Robert Green - Using sheaves to model natural language phenomena
Siddarth Kannan - Frobenius distributions in short intervals for elliptic curves
Anh Hoang Trong Nam - Einstein Equation and future directions in general relativity
General relativity is regarded among the greatest feats of human minds. In this talk, I will give physical and mathematical motivations for the central subject of general relativity, the Einstein equation, starting with basic constructions of special relativity and generalizing to larger contexts. Open questions in general relativity will be discussed, including black hole stability and time machine possibility.

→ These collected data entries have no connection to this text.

PR #1169, opened 2018-02-22
[9.0][IMP] Load key from server_environment

andreparames:
Checks whether server_environment is installed and if so, tries to load the key from:
```
[keychain]
<env>=...
```

If it doesn't exist, it will fallback to the previous process.

### DIFF
--- a/keychain/models/keychain.py
+++ b/keychain/models/keychain.py
@@ -11,6 +11,12 @@ from openerp.exceptions import ValidationError
 from openerp.tools.config import config
 from openerp.tools.translate import _
 
+try:
+    from openerp.addons.server_environment import serv_config
+except ImportError:  # server_environment not installed or configured
+    serv_config = None
+
+
 _logger = logging.getLogger(__name__)
 
 try:
@@ -172,7 +178,7 @@ class KeychainAccount(models.Model):
         force_env = name of the env key.
         Useful for encoding against one precise env
         """
-        def _get_keys(envs):
+        def _get_keys_main_config(envs):
             suffixes = [
                 '_%s' % env if env else ''
                 for env in envs]  # ('_dev', '')
@@ -187,11 +193,30 @@ class KeychainAccount(models.Model):
                 if key and len(key) > 0  # remove False values
             ]
 
+        def _get_keys_serv_config(envs):
+            keys_name = [
+                env for env in envs if env]  # ignores empty env
+            keys_str = [
+                serv_config.get('keychain', key)
+                for key in keys_name]  # fetch from config
+            return [
+                Fernet(key) for key in keys_str  # build Fernet object
+                if key and len(key) > 0  # remove False values
+            ]
+
+        keys = []
+
         if force_env:
             envs = [force_env]
         else:
             envs = cls._retrieve_env()  # ex: ('dev', False)
-        keys = _get_keys(envs)
+
+        if serv_config and serv_config.has_section('keychain'):
+            keys = _get_keys_serv_config(envs)
+
+        if not keys:
+            keys = _get_keys_main_config(envs)
+
         if len(keys) == 0:
             raise Warning(_(
                 "No 'keychain_key_%s' entries found in config file. "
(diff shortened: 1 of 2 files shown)


keychain/models/keychain.py
```diff
@@ -187,11 +193,14 @@ def _get_keys(envs):
                 if key and len(key) > 0  # remove False values
             ]
 
-        if force_env:
-            envs = [force_env]
+        if serv_config and serv_config.has_option('keychain', 'key'):
+            keys = [Fernet(serv_config.get('keychain', 'key'))]
```
hparfr: why not using MultiFernet like in the last instruction of this method ?

keychain/models/keychain.py
```diff
@@ -187,11 +193,14 @@ def _get_keys(envs):
                 if key and len(key) > 0  # remove False values
             ]
 
-        if force_env:
```
hparfr: I think this should be put in _retrieve_env() instead

hparfr (changes requested):
Hi @andreparames 

Thanks for this PR.
You can also remove the Known issue / Roadmap entry about server_environnement

keychain/models/keychain.py
andreparames: How would that work? `_retrieve_env()` only returns the environment name so that it can be used when looking in the main config. This code ignores all that, since `serv_config` already has the correct environment loaded.

keychain/models/keychain.py
andreparames: These `keys` will be passed to that MultiFernet, which is supposed to received a list of Fernets: https://cryptography.io/en/latest/fernet/#cryptography.fernet.MultiFernet

andreparames:
@hparfr thanks for the review and for the notice about the Roadmap!

keychain/models/keychain.py
hparfr: It's been a while I didn't use server_env, 
So I guess you have something like this : 

```
[prod]
keychain_key: 
   - prod: aabbcc...
   - all: eeffgg..
[dev]
keychain_key:
    - dev: xxyyzz... 
    - all: eeffgg...
```
and `server_config.get(keychain_key)` will return ` ((prod: aabbcc...), (all: eeffgg...))`

So `_retrieve_env()` should  return `('prod', 'all')`
And `config.get(keychain_key_prod)` should return `'aabbcc...'`

keychain/models/keychain.py
hparfr: Yes, I read to quickly :raised_hand_with_fingers_splayed:  :hammer:

keychain/models/keychain.py
andreparames: Why would you have a `prod:` key inside the prod configuration? And what's the purpose of `all:`?

The way I assume people would use it would be to have something like:

  [prod]
  keychain_key: rrttggcc..

  [dev]
  keychain_key: ooeeaa...

And so `server_config.get(keychain_key)` will just return the key of the loaded environment.

hparfr: You can have multiple key for one environment.
Like `prod` to encode stmp credentials and `all` to encode shipping carriers credentials. 
In that way, you ensure mails will not go out in dev and preprod env. But you can ship in all envs (usually carriers won't charge if they don't scan the parcel).

andreparames: Thanks, I think that makes sense. I've updated the code to allow for setting multiple keys in the same environment. `server_environment` actually uses different files, not sections, for each environment, so the format would now be:

  // File dev.conf
  [keychain]
  dev = eerrttee..
  all = oowerrww..

  // File prod.conf
  [keychain]
  prod = qqweertt..
  all = oowerrww..

hparfr (approved):
Thanks

ThomasBinsfeld (approved):
:+1:

lmignon (approved):
great!

ThomasBinsfeld (approved):
Code and functional :+1:

ThomasBinsfeld:
Could we merge this one? @pedrobaeza

pedrobaeza:
Of course!

PR #1170, opened 2018-02-22
[10.0][UPD] base_user_role: Disabled Administrator user selection in notebo…

artux404:
If Administrator user is selected for error in the notebook users of the rules form, and the current rule has no admin settings, administrator can lose all the privileges and will be problematic to fix this without direct editing database records.

### DIFF
--- a/base_user_role/README.rst
+++ b/base_user_role/README.rst
@@ -68,6 +68,7 @@ Contributors
 ------------
 
 * Sébastien Alix <sebastien.alix@osiell.com>
+* Antonio Russo <antonio.r@rwsdigital.com>
 
 Maintainer
 ----------
--- a/base_user_role/__manifest__.py
+++ b/base_user_role/__manifest__.py
@@ -4,7 +4,7 @@
 
 {
     'name': 'User roles',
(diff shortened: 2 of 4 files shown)


sbidoul (approved):

sebalix (commented):
I would prefer a domain defined in Python on the data model, using the `SUPERUSER_ID` constant to be explicit (instead of hardcoding the ID `1`).
What do you think?

sebalix (approved):
I prefer to not block this PR to get this merged :+1:

andhit-r (approved):

andhit-r (commented):
I think you should bump version

moylop260:
> administrator can lose all the privileges and will be problematic to fix this without direct editing database records.

This looks like as dangerous then Shouldn't be used a constraint instead?
Because if a "web service" is used (where a view domain is not computed) could generate the same issue or a importation from csv file.

artux404:
I've updated the code with domain in the models and SUPERUSER_ID constant

sebalix:
This PR can be merged.

sebalix:
@Yajo thanks!

PR #1171, opened 2018-02-23
[MIG] 11.0 mig date range

ovnicraft:


emagdalenaC2i:
I think that this module is already migrated, it was moved to https://github.com/OCA/server-ux/pull/3

ovnicraft:
Could be good if comment this on server-tools repo 👍

pedrobaeza:
It's already on the migration issue. You should check that.

PR #2080, opened 2021-05-08
[14.0][ADD] base_sequence_option

kittiu:
This module allow user to add optional sequences to some document model.
On which sequence is used, is based on domain matching with document values
(and original sequence will be bypassed).

For example, it is now possible to,

* Avoid using Odoo automatic sequence on invoice and vendor bill, and back to old style ir.sequence.
* Customer payment and vendor payment to run on different sequence.
* Assign different sales order sequence based on customer region.

This is a base module and does nothing by itself. Following are modules
that will allow managing sequence options for each type of documents, I.e.,

* Purchase Order: purchase_sequence_option, https://github.com/OCA/purchase-workflow/pull/1173
* Invoice / Bill / Refund / Payment: account_sequence_option, https://github.com/OCA/account-invoicing/pull/932
* Others: create a new module with few lines of code

**Note:** Partly, this module is intended to fall back to the old style invoice sequence. Would love to hear some comments.

image

image

TODO:

- [x] Test Script


remi-filament (approved):
I have tested this module with account one and it works fine, thank you @kittiu for your work !

base_sequence_option/views/sequence_option_view.xml
```diff
@@ -0,0 +1,123 @@
...
+                        <field name="prefix" />
+                        <field name="suffix" />
+                        <field name="implementation" readonly="1" />
+                    </group>
+                    <group>
+                    </group>
+                </group>
+            </form>
+        </field>
+    </record> -->
```
ps-tubtim: Are you still using this code?

kittiu: OK, I removed it.

ps-tubtim (approved):

alexis-via:
A really great module with a big potential, in particular with account_sequence_option that will allow us to revert to the pre-v14 behavior where the number of invoices/moves where generated from a sequence.
But, after reading the code and made some tests in multi-company, it seems to me that this module doesn't handle multi-company. Obviously, for invoices and other documents, you need a sequence per company. But base.sequence.option and sequence.option are not company dependent. The object sequence.option has a M2O link to ir.sequence and this M2O field is not company dependant. I really don't understand how this module handle multi-company... @kittiu could you tell us how multi-company is supposed to work in this module ?

Another not-important remark : the 2 objects are named "sequence.option" and "base.sequence.option". I would suggest "ir.sequence.option" and "ir.sequence.option.line" (advantage: when you look at a list of tables, the 2 tables are together). But it's your module, so you decide how you name the tables :)

kittiu:
> A really great module with a big potential, in particular with account_sequence_option that will allow us to revert to the pre-v14 behavior where the number of invoices/moves where generated from a sequence.
> But, after reading the code and made some tests in multi-company, it seems to me that this module doesn't handle multi-company. Obviously, for invoices and other documents, you need a sequence per company. But base.sequence.option and sequence.option are not company dependent. The object sequence.option has a M2O link to ir.sequence and this M2O field is not company dependant. I really don't understand how this module handle multi-company... @kittiu could you tell us how multi-company is supposed to work in this module ?
> 
> Another not-important remark : the 2 objects are named "sequence.option" and "base.sequence.option". I would suggest "ir.sequence.option" and "ir.sequence.option.line" (advantage: when you look at a list of tables, the 2 tables are together). But it's your module, so you decide how you name the tables :)
 

@alexis-via thanks for your comment really. You are right, I didn't think about multi-company yet, I will do so, also other of your comment. If you have any good sample on multi-company code, please feel free to share. Thanks!

kittiu:
@alexis-via your comment, fixed.
For multi-company, now each company can have its own set of sequence option.

alexis-via:
Thanks for taking into account my remarks!
I see that you've set company_id as a required field. On ir.sequence, the company_id field is not required; cf https://github.com/odoo/odoo/blob/14.0/odoo/addons/base/models/ir_sequence.py#L148
If left empty, the sequence is shared between several companies, if set, if is restricted to a single company. Did you do it on purpose because you think sequence options should never be shared between companies ? I haven't thought about the consequences of sharing sequence options between companies, it's just a question.

In the sale or purchase module, the native code generate the sequence by an inherit of the create() before calling super(), cf:
https://github.com/odoo/odoo/blob/14.0/addons/sale/models/sale.py#L501
But, for base_sequence_option to work, you need to have a full recordset. So, if you develop a module sale_sequence_option, do you plan to inherit create(), call super() to create the record set, and then generate the sequence for each recordset and do a write() to update the 'name' field ?

alexis-via:
Sorry, I didn't see your PR for purchase.order; I'll study it and it will certainly answer my second question.

kittiu:
@alexis-via about company_id field, it is on purpose. I think user should make the sequence option for each company. Then, on option line, if user can still share the same sequence_id (that has no company_id). I think this make more organized, and can lead to less error, WDYT?

matteoopenf:
> @alexis-via about company_id field, it is on purpose. I think user should make the sequence option for each company. Then, on option line, if user can still share the same sequence_id (that has no company_id). I think this make more organized, and can lead to less error, WDYT?

I think is now ready to merge

kmatthes:
Hello @alexis-via Are you satisfied with this PR now? :slightly_smiling_face:  Can it be merged?

(@kittiu) We just discovered this PR and the PRs that build on it and would love to see the PRs completed soon. I'll try to organize a review for OCA/account-invoicing#932 asap. (Would be easier with this PR already merged. :sweat_smile: ) Please don't hesitate to ask for additional reviews by mentioning my fellow colleague @alihashaam , who just started to manages a special team that probably still has free capacity for community reviews. :smile:

alexis-via:
@kmatthes I am now focused on my PR account_move_name_sequence https://github.com/OCA/account-financial-tools/pull/1228
so I don't plan to investigate this PR any further.

kmatthes:
> @kmatthes I am now focused on my PR account_move_name_sequence [OCA/account-financial-tools#1228](https://github.com/OCA/account-financial-tools/pull/1228) so I don't plan to investigate this PR any further.

@alexis-via ah, I see. Thx for clarification. Tell us (me +  @alihashaam ) if you need an additional review or any other support. :slightly_smiling_face:

kittiu:
@kmatthes this PR is ready and we also use them in projects. But may be it is up to the maintainer to merge. :)

HaraldPanten (approved):
Tested with https://github.com/OCA/account-invoicing/pull/932 and it seems to be working fine.

HaraldPanten:
@OCA/tools-maintainers I think that this one could be merged in order to continue with other extensions. THX

PR #2082, opened 2021-05-13
[FIX] sentry: Warning when using classes from collections.abc

luisg123v:
The following warning is fixed:

    DeprecationWarning: Using or importing the ABCs from 'collections' instead of
    from 'collections.abc' is deprecated since Python 3.3, and in 3.9 it will stop
    working


luisg123v:
@moylop260 & @fernandahf

Could you review, please?

moylop260 (approved):
👍

PR #2085, opened 2021-05-18
[14.0][MIG] module_analysis

kevinkhao:
trivial migration
manual tests on menus


legalsylvain:
Hi @kevinkhao. Thanks for porting this module.
Could you takes this bugfix also https://github.com/OCA/server-tools/pull/2058 ?

thanks.

module_analysis/models/ir_module_module.py
```diff
@@ -0,0 +1,178 @@
...
+        }, [...]
+        extension: extension of the file, with the '.'
+        data_to_analyse : possible value : code, documentation, empty, string
+        field_name: Odoo field name to store the analysis
+        """
+        return {
+            ".py": {"code": "python_code_qty"},
+            ".xml": {"code": "xml_code_qty"},
+            ".js": {"code": "js_code_qty"},
+            ".css": {"code": "css_code_qty"},
```
MeetKD, line 59: Doest it cover scss too?

kevinkhao: it seems there is about a 50/50 split between CSS and SCSS files in the OCA, so it seems reasonable to add

kevinkhao:
> Hi @kevinkhao. Thanks for porting this module.
> Could you takes this bugfix also #2058 ?
> 
> thanks.

done here https://github.com/OCA/server-tools/pull/2085/commits/fece1ffdf916f84c9449679135cc07abc36b846b

module_analysis/models/ir_module_module.py
kevinkhao: done here https://github.com/OCA/server-tools/pull/2085/commits/ecbfdcbcab9a2182bed5d57c52330bae32e71d85

legalsylvain:
Hi @kevinkhao. Could you rebase ? some commits doesn't belong to the migration work.

Also squash migration 14.0 commits could make the review easier.

thanks !

sebastienbeau:
@kevinkhao  can you rebase ? thanks

kevinkhao:
@legalsylvain sorry this slipped by, done now
@sebastienbeau done
however there is one issue you can see in Travis. module_analysis should be installed last so that the tests can run properly. I am not sure, but I think it would be sufficient to just test one or several base modules and assume the rest are analysed. What do you think ?

legalsylvain:
Hi kevin.
Could you cherry pick this one https://github.com/OCA/server-tools/pull/2250

Regarding tests, no idea. Post install doesnt solve the issue ?

module_analysis/__manifest__.py
```diff
@@ -9,9 +9,9 @@
     " custom modules",
     "author": "GRAP, Odoo Community Association (OCA)",
     "website": "https://github.com/OCA/server-tools",
-    "version": "13.0.1.0.0",
+    "version": "14.0.1.0.0",
     "license": "AGPL-3",
-    "depends": ["base"],
+    "depends": ["base", "base_automation"],
```
legalsylvain: ``base`` is so unnessary.

legalsylvain (approved):
Diff review. 

thanks for porting this module !

PierrickBrun:
@legalsylvain I rebased and removed the `base` dependency FYI

legalsylvain:
here is an error on the CI, due, I think to the magic ``sever_environment`` module. Not sure to understand, maybe change the test (as proposed by @kevinkhao could fix the problem.

regards.

PierrickBrun:
> here is an error on the CI, due, I think to the magic `sever_environment` module. Not sure to understand, maybe change the test (as proposed by @kevinkhao could fix the problem.
> 
> regards.

I added a call to the cron on the beginning of the test, thinking it would resolve the issue (I think it is still a good idea to keep it).

The solution proposed by Kevin Khao is OK for me too but I have no idea how to choose which module gets to be tested, maybe `base_automation` as it is a dependency ?

rvalyi:
@PierrickBrun @legalsylvain @sebastienbeau I rebased and amended the latest commit to test only on base and base_automation modules as suggested by @PierrickBrun. It seems we have a different error than the last time this time (an error with Sentry). However it might be related to module_analysis because I see no such Sentry error with the regular 14.0 branch. Also, it seems this module makes the whole CI terribly slow: like 28 minutes instead of 5 minutes max usually. At the end I think something should be done to avoid running the analysis in the CI environment (test for env variable?) and avoid killing the CI just for this module...  cc @renatonlima

module_analysis/post_init_hook.py
```diff
@@ -2,13 +2,23 @@
...
+                [
+                    "|",
+                    ("state", "=", "installed"),
+                    ("name", "in", ("base", "base_automation", "module_analysis")),
+                ]
+            )
+        else:
+            installed_modules = env["ir.module.module"].search(
+                ["|", ("state", "=", "installed"), ("name", "=", "module_analysis")]
+            )
```
legalsylvain: I don't get that change. 
AFAIU, if it we are in a CI context, the analysis is done on more modules. Is it desired ?

rvalyi: @legalsylvain not my change!  (and yes I don't get it either)
https://github.com/OCA/server-tools/pull/2085/commits/58c2304a349c3899a41d351b5cea8b5440db5054#diff-91be04b85dd85fbd3a212c85ecb10524d6239d5a204189493aa46df065b0562fL12

Spider_Man_meme

legalsylvain: Ahaha ! 

No. 
- I'm talking about that commit https://github.com/OCA/server-tools/pull/2085/commits/204afc6a87a67cf66f3b015749f192fd91a3b7a5 and it's your.
- regarding the "["|", ("state", "=", "installed"), ("name", "=", "module_analysis")]" I don't remember precisely, but I guess that when installing module_analysis module, in the post_init_hook step, the module is not in the installed state. (I think the module is set as installed after the post_init_hook).

legalsylvain: Instead of adding condition in that function, I think we could just remove the call of analyse_installed_modules in the test.
I mean, it's useless to add write a test, if it's to call a function with if==CI inside. Don't you think ?

rvalyi: @legalsylvain in fact the analysis was triggered both by the test and by the post_init hook (and that is why my previous change failed to skip the analysis in the CI context). So I kept an if os.environ.get("CI") test in the _analyse_code method in my last commit. As you can see it succeed in keeping the analysis only for 3 modules max on the CI (and it's probably better to still limit to these 3 modules in the test if your run the test without setting your local CI environment variable.

rvalyi:
@PierrickBrun @legalsylvain @sebastienbeau @renatonlima at the end I got the tests working in the decent manner as you can see in the log.

Still there is a cryptic error with the Sentry module at the end of the run and this is not the module_analysis fault:


Without understanding the root of this Sentry error, I tried to pin versions that were differing from the latest successful CI run on the 14.0 branch with that kind of commit (removed later) https://github.com/OCA/server-tools/pull/2085/commits/88af573617ee9e07a0bbd7769862c50781d4beae but it didn't fix the problem, so I'm giving up on this Sentry error at this point. cc to the Sentry maintainer and latest committers @barsi, @naglis, @versada, @moylop260, @fernandahf @paradoxxxzero @njeudy any idea?

thomaspaulb:
Superseded by https://github.com/OCA/server-tools/pull/2656

PR #2094, opened 2021-05-28
[14.0][FIX] base_report_auto_create_qweb, conflict test report name

kittiu:
If module `product` is installed, the test will not pass, because keyword "report_test" in https://github.com/odoo/odoo/blob/14.0/addons/product/views/product_templates.xml#L11

Which result in test error,

```
  File "/opt/odoo/auto/addons/base_report_auto_create_qweb/tests/test_base_report_auto_create_qweb.py", line 42, in test_creation_html
    self.assertEqual(view_num, 1, "Only one view must be created.")
AssertionError: 2 != 1 : Only one view must be created.
```

Just ensure that, the report name in test is unique.


kittiu:
cc @pedrobaeza

pedrobaeza (approved):
Seems correct

newtratip (approved):

ps-tubtim (approved):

Matt Schoenbauer - Relating TQFTs and Cut and Paste Invariants
In this talk we shall be concerned with a relation between topological quantum field theories (TQFTs) and cut and paste invariants. The cut and paste invariants, or SK invariants, were studied in detail in the early 1970s by a group of four young authors: Karras, Kreck, Neumann, and Ossa. SK invariants are functions on the set of smooth manifolds that are invariant under the cutting and pasting operation, and include the signature and Euler characteristic. The four authors described these and weaker invariants, called SKK invariants, whose values on manifolds depend on both the cut and paste equivalence class and the gluing diffeomorphism. Here I will give a presentation of my work investigating a surprisingly natural group homomorphism Psi_* between the group of invertible TQFTs and the group of SKK invariants. Since SK and SKK invariants have been classified, Psi_* can give us new information about invertible TQFTs. Also, Psi_* has an easy to describe kernel. I will describe the image in certain dimensions by giving necessary and sufficient conditions for an oriented diffeo-invariant to be naturally extended to an n-TQFT.